Conversational AI Lead

As a Conversational AI Lead, you will be responsible for leading all Conversational AI program activities.  You will work with all team members to ensure deliverables are completed on time, with high quality and exceeds client expectations and goals.

Program Director

Responsible for the overall success for the client, including the end-to-end delivery and optimization of the solution, you will manage the sales process from pillar to post, including technical and commercial proposals, pipeline management, sales forecasting, and contractual documentation.

David Trotter, Wysdom

David Trotter

SVP, Sales & Marketing

David has 30 years of global sales leadership experience as a collaborative leader who believes in a strong team concept within sales and marketing organizations. David has spent many years working with growth companies and enjoys being face to face with customers and partners to create solutions that have a lasting effect on the customer’s business environment. 

Prior to joining Wysdom, David was the Vice President, Sales at Scalepad, and previously spent 11 years as Vice President for Latin America and Asia Pacific for Absolute Software. He also held senior sales management positions at GE Capital and Clevest.  

Michel Benitah

VP, Optimization & Delivery

Michel has 20 years of experience in leading the successful delivery of Conversational AI and Natural Language Customer Care solutions to some of the largest financial, telco, healthcare, utilities, and retail enterprises throughout North America. 


Prior to joining Wysdom, Michel spent 20 years at Nuance Communications, holding senior management and leadership positions within the enterprise division, most recently as director of the Toronto office and professional services team.

Frederic Lam

SVP, Sales

Fred brings in 25 years of international experience in sales and business development across North America, the Caribbean, Asia-Pacific, Europe, and the Middle-East.


Prior to Wysdom.AI, he held sales leadership positions at Oracle, Redknee, and Movius/Glenayre, successfully growing revenues in both large and small organizations. Fred has also been involved in the start-up community in the earlier stages of his career as an Investment Manager with SP Capital and was an alternate director on a few investee companies.

Karen Chan

Chief Engineering Officer, Co-Founder

With 20 years of experience in software and mobile, Karen has held senior technical roles at 5 startups, including Wysdom.AI, Clickfree, Mobile Diagnostix (HP), Teamatic, and Virtualthere.

Karthik Balakrishnan

Chief Technology Officer

Karthik has over a decade of hands-on, proven global expertise in emerging technologies and implementing intricate platforms and solutions for telecommunications and enterprise during his time at Amdocs, with senior positions in their India, Cyprus, America, and Canada offices.

Nitin Singhal

Chief Operating Officer

Nitin has over 20 years of success in global executions of business technology, driving operational efficiency and digital scalability for some of the world’s largest enterprise clients. 

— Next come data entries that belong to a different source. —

PR #989, opened 2026-07-29
feat(cloudflare/workers): derive durable object exports

### LINKED ISSUE #996: Support declarative Durable Object exports on Cloudflare Workers
tl;dr - I’m building a Cloudflare-native application and want to use Cloudflare’s declarative Durable Object exports with Alchemy v2. This would let me adopt existing Durable Object namespaces without moving or losing their data.

I have draft PRs open in both Alchemy and Distilled, but I wanted to document the use case and make sure the direction makes sense. No hard feelings if this gets closed.

---- FROM HERE DOWN IS AI SLOP ----

## Current limitation

Cloudflare’s declarative `metadata.exports` represents live Durable Object classes and lifecycle tombstones in one desired-state map. It can describe class creation, deletion, renaming, and transfers without maintaining an ordered migration history in application code.

`Cloudflare.Worker` currently derives legacy `metadata.migrations` automatically from Durable Object bindings. There is no public Worker prop for the declarative exports contract.

As a result, an application cannot opt into declarative lifecycle management or safely move an existing Alchemy-managed Worker from legacy migrations to declarative exports.

## Feature request

Add an opt-in `durableObjectExports` prop:

```ts
yield* Cloudflare.Worker("Api", {
  main: "./worker.ts",
  durableObjectExports: {
    Counter: {
      type: "durable-object",
      storage: "sqlite",
    },
  },
  env: {
    Counter: Cloudflare.DurableObject("Counter"),
  },
});
```

When the prop is present:

- Send the declaration as the Worker upload’s `exports` metadata
- Treat the map as the complete Durable Object lifecycle declaration
- Stop generating legacy migration arrays for that Worker
- Allow one-way adoption from legacy migrations without moving existing data
- Reject returning an adopted Worker to the legacy migration flow
- Include the declaration in Worker diffing and pre-create behavior
- Prevent lifecycle changes from riding a gradual rollout

Workers that omit the prop should retain the existing automatic migration behavior.

## Implementation

Draft Alchemy implementation: [alchemy-run/alchemy#989](https://github.com/alchemy-run/alchemy/pull/989)

Required generated SDK support: [alchemy-run/distilled#394](https://github.com/alchemy-run/distilled/pull/394)

AugusDogus:
Replace Worker migration metadata with Cloudflare's declarative Durable Object export reconciliation. Existing Durable Object declarations remain the source of truth.

```ts
const Counter = Cloudflare.DurableObject("Counter");

yield* Cloudflare.Worker("worker", {
  main: "./worker.ts",
  env: { Counter },
});
```

- Derive live, renamed, deleted, and transferred exports from Worker bindings and persisted class identity
- Preserve immutable namespace storage when adopting existing Workers, including Workers for Platforms
- Recover interrupted transfers from live settings when available and bounded Worker lifecycle tags otherwise
- Retain valid tombstones until Cloudflare reports them removable
- Keep pending transfers retry-safe and reject them on the versions path

Depends on [alchemy-run/distilled#394](https://github.com/alchemy-run/distilled/pull/394).

Closes #996.

### DIFF
--- a/packages/alchemy/src/Cloudflare/Workers/DurableObject.ts
+++ b/packages/alchemy/src/Cloudflare/Workers/DurableObject.ts
@@ -230,9 +230,9 @@ export interface DurableObjectProps {
   scriptName?: Input<string> | undefined;
   /**
    * The Worker(s) that previously hosted this Durable Object class. When one
-   * of them still holds the namespace, the deploy performs Cloudflare's
-   * data-preserving `transferred_classes` migration, moving the namespace —
-   * including all stored objects — from that script to this Worker.
+   * of them still holds the namespace, Alchemy coordinates Cloudflare's
+   * declarative transfer flow, moving the namespace, including all stored
+   * objects, from that script to this Worker.
    *
    * Each entry names a former host — see
    * {@link DurableObjectTransferSource} for the accepted forms: a string
@@ -913,7 +913,7 @@ export class DurableObjectScope extends Context.Service<
  * set to the host Worker's script name.
  *
  * Cross-script async bindings are references only: the consumer uploads
- * the binding metadata, but Alchemy does not drive class migrations for
+ * the binding metadata, but Alchemy does not manage class lifecycle for
  * the foreign class. Deploy the host first so Cloudflare can verify that
  * the target script exports the requested class.
  *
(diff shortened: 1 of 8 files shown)


sam-goodwin:
I don't know about adding `durableObjectExports`? 

If the new way is better and means we can simplify migrations, then let's make that change. No in-between.

sam-goodwin:
What are the trade offs of using the new api? Does it lack support for anything or perform worse?

AugusDogus:
After digging into this, I don't think the Alchemy architecture change is justified by my use case.

`exports` is reconciled at deploy time, so I found no documented runtime performance difference. It is not strictly better, though:

- switching a Worker from migrations to exports is irreversible
- new legacy-KV namespaces cannot be created through exports
- cross-dispatch-namespace transfers are unsupported

The version-upload, gradual lifecycle deployment, and rollback restrictions are substantially the same under migrations.

My actual problem was that I deployed a greenfield Worker with `exports` before moving it to Alchemy. I can recreate it under Alchemy's existing migration flow and reimport the data. I overfit this PR to preserving that Worker.

Full context: I relied heavily on GPT-5.6-Sol for the investigation and implementation, and I was too eager to open upstream PRs before checking whether my own project should simply adapt to Alchemy. That's on me.

Given your “no in-between” point, I think the right move is to close this PR and the feature request. I can close the Distilled PR too unless modeling the API is independently useful. Sorry for the churn.

sam-goodwin:
If you can move the data, that's great. But there is definitely still a problem here for any user needing to migrate to alchemy and being stuck because they used the new way of deploying. That will become more of a problem as time goes on since all new wrangler versions probably use it?

> new legacy-KV namespaces cannot be created through exports

I don't know what this means? What's a new legacy-KV namespace?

Nitin spent 16 years at Redknee holding executive positions in Research and Development, Customer Operations, Partner Alliances, and most recently as COO.

Jeff Brunet​

President, Co-Founder

Jeff has more than 20 years of experience in the startup world, founding and growing 4 software companies: AracNet, Mobile Diagnostix (HP), ClickFree, and Wysdom.AI. 

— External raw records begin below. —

PR #990, opened 2026-07-29
docs(prisma): improve user-facing provider documentation

AmanVarshney01:
Improves the user-facing Prisma provider documentation with clearer guidance for setup, databases, branches, connections, Compute deployments, custom domains, and GitHub repository linking.

The TypeScript changes are documentation comments and examples used to generate the website reference. No provider runtime logic or public types changed.

### DIFF
--- a/packages/alchemy/src/Prisma/Branch.ts
+++ b/packages/alchemy/src/Prisma/Branch.ts
@@ -35,6 +35,7 @@ export interface BranchProps {
    * Promote this branch to be the project's default branch. Setting this to
    * `false` does not demote a current default because the Management API only
    * supports promotion; promoting another branch atomically demotes it.
+   * Promotion changes `isDefault`, not the branch's immutable `preview` role.
    *
    * @default false
    */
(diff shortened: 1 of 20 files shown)


packages/alchemy/src/Prisma/Branch.ts
```diff
@@ -86,6 +87,14 @@ export interface Branch extends Resource<
 /**
  * A Prisma project branch for preview-class databases and compute resources.
  *
+ * The Branch Management API is experimental. A standalone `Prisma.Branch`
```
sam-goodwin: Should this be a `:::caution`?

Also is it too much text? I prefer to show,  not tell

packages/alchemy/src/Prisma/EnvironmentVariable.ts
```diff
@@ -97,6 +97,13 @@ export interface EnvironmentVariable extends Resource<
 /**
  * A Prisma compute environment variable.
  *
+ * The environment-variable Management API is experimental. Values are
```
sam-goodwin: `:::caution` for these. Try to simplify explanation or show code instead of tell

packages/alchemy/src/Prisma/Branch.ts
AmanVarshney01: let’s just remove the experimental warnings. these will be GA in 15 days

His in-depth understanding of software development and the challenges in making new technologies successful in the startup world prove invaluable as he serves on the boards of XMG, SurfEasy (Opera), Locationary (Apple), Groupie, and as an advisor to Pushlife (Google), LogMeIn (IPO) and HP. 

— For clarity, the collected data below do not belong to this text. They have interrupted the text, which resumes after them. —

PR #992, opened 2026-07-30
fix(lambda): preserve deferred listener services

aryasaatvik:
Model Lambda's initialization and invocation services, and retain application services supplied when registering a listener.

```ts
yield* host.listen(
  Effect.gen(function* () {
    const config = yield* AppConfig;
    return () => AWS.Lambda.HandlerContext.pipe(
      Effect.map((context) => ({
        application: config.name,
        requestId: context.awsRequestId,
      })),
    );
  }),
).pipe(Effect.provide(AppConfigLive));
```

- Deferred initialization runs once per sandbox. Each invocation receives a fresh scope and `HandlerContext`; captured services do not override invocation telemetry or reuse the initialization layer cache.
- Provide `Stage` and a lazy, cached `AWSEnvironment` in the Lambda bootstrap. The initialization contract excludes deployment-only services.
- Preserve application requirements across plain, class, and `.make` constructors while excluding the host that Platform supplies.
- Remove the DurableBridge listener cast. Document deferred `Layer.build` for sandbox-scoped layers and the best-effort shutdown window.

### DIFF
--- a/packages/alchemy/src/AWS/Lambda/DurableBridge.ts
+++ b/packages/alchemy/src/AWS/Lambda/DurableBridge.ts
@@ -295,7 +295,7 @@ type WrappedDurableHandler = (
 export const makeDurableListener = (options: {
   name: string;
   run: (input: unknown) => Effect.Effect<unknown>;
-}): Effect.Effect<Serverless.FunctionListener> =>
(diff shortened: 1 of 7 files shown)


sam-goodwin:
Show DX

Jeff holds 23 issued patents in the wireless and consumer electronics spaces and is the lead inventor on 30+ pending patents.

Ian Collins​

CEO, Co-Founder

Ian has founded and grown 6 technology companies over the past 20 years, primarily in the enterprise software space including Wyrex, Mobile Diagnostix (HP), Clickfree, and most recently Wysdom.AI. 


Ian invests, mentors, and sits on the boards of several startups in the Toronto area.